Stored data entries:
PR #627, opened 2022-05-16
e2e: Fix test pod disruption budget at limit alert

atiratree:
in 5% [cases](https://search.ci.openshift.org/?search=.*TestPodDisruptionBudgetAtLimitAlert.*&maxAge=336h&context=1&type=bug%2Bjunit&name=e2e-aws-operator&excludeName=&maxMatches=5&maxBytes=20971520&groupBy=job) there is a SA missing in the test namespace:

```
 operator_test.go:103: pods "pdbtest-9t6n7" is forbidden: error looking up service account pdbtest-9t6n7/default: serviceaccount "default" not found
```

I could not reproduce this at my cluster, but this should fix it.

### DIFF
--- a/test/library/namespace.go
+++ b/test/library/namespace.go
@@ -1,0 +1,59 @@
+package library
+
+import (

> _ASSIGNED TASK_: Using the entries above, please restate each one word for word.

> _ANSWER SPACE_:
PR #627, opened 2022-05-16
e2e: Fix test pod disruption budget at limit alert

atiratree:
in 5% [cases](https://search.ci.openshift.org/?search=.*TestPodDisruptionBudgetAtLimitAlert.*&maxAge=336h&context=1&type=bug%2Bjunit&name=e2e-aws-operator&excludeName=&maxMatches=5&maxBytes=20971520&groupBy=job) there is a SA missing in the test namespace:

```
 operator_test.go:103: pods "pdbtest-9t6n7" is forbidden: error looking up service account pdbtest-9t6n7/default: serviceaccount "default" not found
```

I could not reproduce this at my cluster, but this should fix it.

### DIFF
--- a/test/library/namespace.go
+++ b/test/library/namespace.go
@@ -1,0 +1,59 @@
+package library
+
+import (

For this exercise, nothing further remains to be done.